Several U.S. Citizenship and Immigration Services (USCIS) programs have expired, suspended operations, or are otherwise affected due to a partial government shutdown that began just after midnight on Dec. 22, 2018.

The following programs will remain interrupted until they receive appropriated funds or are reauthorized by Congress:

  • EB-5 Immigrant Investor Regional Center Program. The EB-5 Immigrant Investor Regional Center Program expired at the end of the day on December 21, 2018, due to a lapse in congressional authorization to continue the program. All regional center applications and individual petitions are affected. USCIS will not accept new Forms
    I-924, Application for Regional Center Designation Under the Immigrant Investor Program, as of December 21, 2018. Any pending Forms I-924 as of that date will be put on hold until further notice. Regional centers should continue to submit Form I-924A, Annual Certification of Regional Center, for fiscal year 2018. USCIS said it will continue to receive regional center-affiliated Forms I-526, Immigrant Petition by Alien Entrepreneur, and Forms I-485, Application to Register Permanent Residence or Adjust Status. USCIS has put unadjudicated regional center-affiliated Forms I-526 and I-485 (whether filed before or after the expiration date) on hold for an undetermined length of time. All Forms I-829, Petition by Entrepreneur to Remove Conditions on Permanent Resident Status, filed before or after the expiration date will not be affected by the expiration of the program. USCIS said it will provide further guidance if legislation is enacted to reauthorize, extend, or amend the regional center program.
  • E-Verify. Services are unavailable due to the shutdown, USCIS said. Employers’
    E-Verify accounts are also unavailable, so employers will not be able to enroll in E-Verify; create an E-Verify case; view or take action on any case; add, delete, or edit any user account; reset a password; edit company information; terminate an account; or run reports. Also, employees will not be able to resolve E-Verify Tentative Nonconfirmations (TNCs). E-Verify said that the agency understands that E-Verify’s unavailability may have a “significant impact on employer operations.” To minimize the burden on both employers and employees, the agency has implemented the following policies:
  • The “three-day rule” for creating E-Verify cases is suspended for cases affected by the unavailability of E-Verify.
  • The time period during which employees may resolve TNCs will be extended. The number of days E-Verify is not available will not count toward the days the employee has to begin the process of resolving a TNC.
  • USCIS said it will provide additional guidance regarding the “three-day rule” and time period to resolve TNC deadlines once operations resume.
  • Employers may not take adverse action against an employee because the E-Verify case is in an interim case status, including while the employee’s case is in an extended interim case status due to the unavailability of E-Verify.
  • Federal contractors with the Federal Acquisition Regulation (FAR) E-Verify clause should ask their contracting officer about extending federal contractor deadlines.
  • MyE-Verify accounts are unavailable and employees will not be able to access their accounts to use self-check, self-lock, case history, or case tracker.
  • Upcoming webinars are canceled.
  • Telephone and email support for Form I-9, E-Verify, and MyE-Verify is unavailable.
  • Conrad 30 waiver for J-1 doctors. This program allows J-1 doctors to apply for a waiver of the two-year residence requirement after completing the J-1 exchange visitor program. The expiration only affects the date by which the J-1 doctor must have entered the United States; it is not a shutdown of the Conrad 30 program entirely.
  • Non-minister special immigrant religious workers. This category allows non-ministers in religious vocations and occupations to immigrate or adjust status in the United States to perform religious work in a full-time, compensated position. The EB-4 non-minister special immigrant religious worker program expired due to a lapse in congressional authorization to continue the program. USCIS will reject any Form I-360 Special Immigrant petitions for Non-Minister Religious Workers received on or after December 22, 2018. Petitions received by USCIS before that date but not issued a final decision before December 22, 2018, will be placed on hold in case the program is reauthorized.

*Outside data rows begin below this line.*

PR #9684, opened 2025-03-26
Remove vendored OpenSSL usage from rusqlite

strmfos:
**Summary**
- Remove vendored OpenSSL usage from `rusqlite` by dropping the `bundled-sqlcipher-vendored-openssl` feature.
- Rely on the system-installed OpenSSL (e.g., via Homebrew) instead.

**Why This Change?**
- Homebrew no longer provides `openssl@1.1`, causing build failures when attempting to compile vendored OpenSSL.
- This switch ensures compatibility with modern macOS systems and keeps the build environment simpler.

**Testing**
- Verified locally with `cargo clippy --all -- -D warnings` and any existing tests to ensure no regressions.

### DIFF
--- a/colibri/Cargo.lock
+++ b/colibri/Cargo.lock
@@ -2364,7 +2364,6 @@ source = "registry+https://github.com/rust-lang/crates.io-index"
 checksum = "2e99fb7a497b1e3339bc746195567ed8d3e24945ecd636e3619d20b9de9e9149"
 dependencies = [
  "cc",
- "openssl-sys",
  "pkg-config",
  "vcpkg",
 ]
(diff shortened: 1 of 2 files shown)


kelsos:
Hey @strmfos I just tried the build on macOS Sequoia 15.3.2 (arm64) and I don't see any build errors. 

Our CI also does not seem to have any build failures on on macOS 13 running on intel-mac and macOS 14 running on (arm64)

Also I think a big issue with this PR is that it's only macOS-centric, and ignores Windows and Linux as supported platforms. This is a change that would need to be checked on all 3 operating systems. The fact is that this change if accepted would break Windows builds.

For that we are not going to accept this PR since there is also no sufficient evidence provided that there is a problem that it fixes.

However, if it is an actual problem you encountered please provide more information so that we can assist you.

Finally,please keep in mind that we have a [contribution policy](https://github.com/rotki/rotki/blob/develop/CONTRIBUTING.md) that does not accept low quality AI generated PRs.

Several other government departments have issued related announcements about the specifics of which immigration services have closed and which remain open, summarized below in alphabetical order:

Department of Labor. DOL’s announcement refers people to its extensive contingency plan.

Department of Justice. DOJ released the following statement: “Due to the lapse in appropriations, Department of Justice websites will not be regularly updated. The Department’s essential law enforcement and national security functions will continue. Please refer to the Department of Justice’s contingency plan for more information.” The contingency plan, dated September 2018, is at available by download.

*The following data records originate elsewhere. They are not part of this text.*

PR #9692, opened 2025-03-27
feat: send token

lukicenturi:
Closes #(issue_number)

## Checklist


frontend/app/.env
```diff
@@ -2,4 +2,5 @@ VITE_BACKEND_URL=http://127.0.0.1:4242
 VITE_COLIBRI_URL=http://127.0.0.1:4343
 VITE_I18N_LOCALE=en
 VITE_I18N_FALLBACK_LOCALE=en
+VITE_WALLET_CONNECT_PROJECT_ID=eca1bd3842e084bfc8ef309b6eb584db
```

Department of State. DOS announced on December 22, 2018, that scheduled passport and visa services in the United States and at U.S. embassies and consulates overseas will continue “during the lapse in appropriations as the situation permits.” The agency said it will not update its website until full operations resume, with the exception of urgent safety and security information. The National Visa Center, National Passport Information Center, and Kentucky Consular Center will still accept telephone calls and inquiries from the public.

All passport agencies and centers and acceptance facilities (such as U.S. post offices, libraries, and county clerk’s offices) are still accepting applications for U.S. passport books and passport cards during the shutdown, and passports can be renewed by mail, DOS said. Processing times remain the same: four to six weeks for routine service and two to three weeks for expedited service.

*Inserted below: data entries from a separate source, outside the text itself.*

PR #9699, opened 2025-03-28
Allow exchange history events partial range query

nicholasyoder:
Related: #6097 and [this note](https://github.com/orgs/rotki/projects/11?pane=issue&itemId=102361655)

Makes it possible for an exchange to only return events from part of the range queried if there are errors part way through querying the range. Currently only utilized by Kraken since it was doing something similar before by using custom logic that didn't conform to the exchange interface. Now this is supported by the exchange interface itself so it can be used in any exchange where it might be useful.


LefterisJP (approved):
LGTM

Those who have scheduled appointments at a DOS passport agency or center should plan on keeping their appointments, the agency said. Those who need to cancel their appointments at those places may do so by calling 1-877-487-2778 or visiting the Online Passport Appointment System. Those who have scheduled appointments at a passport acceptance facility and need to cancel should contact the facility directly.

Executive Office for Immigration Review—immigration courts. With respect to the operating status of immigration courts during the shutdown, EOIR said that detained docket cases will proceed as scheduled. Non-detained docket cases will be reset for a later date after funding resumes. Immigration courts will issue an updated notice of hearing to respondents or, if applicable, respondents’ representatives of record for each reset hearing.

U.S. Citizenship and Immigration Services. USCIS said that the shutdown does not affect USCIS’s fee-funded activities. USCIS offices remain open and all applicants should attend their interviews and appointments as scheduled, the agency said. The lapse in government appropriations does not affect Form I-9 Employment Eligibility Verification requirements. Employers must still complete Form I-9 no later than the third business day after an employee starts work for pay, and comply with all other I-9 requirements.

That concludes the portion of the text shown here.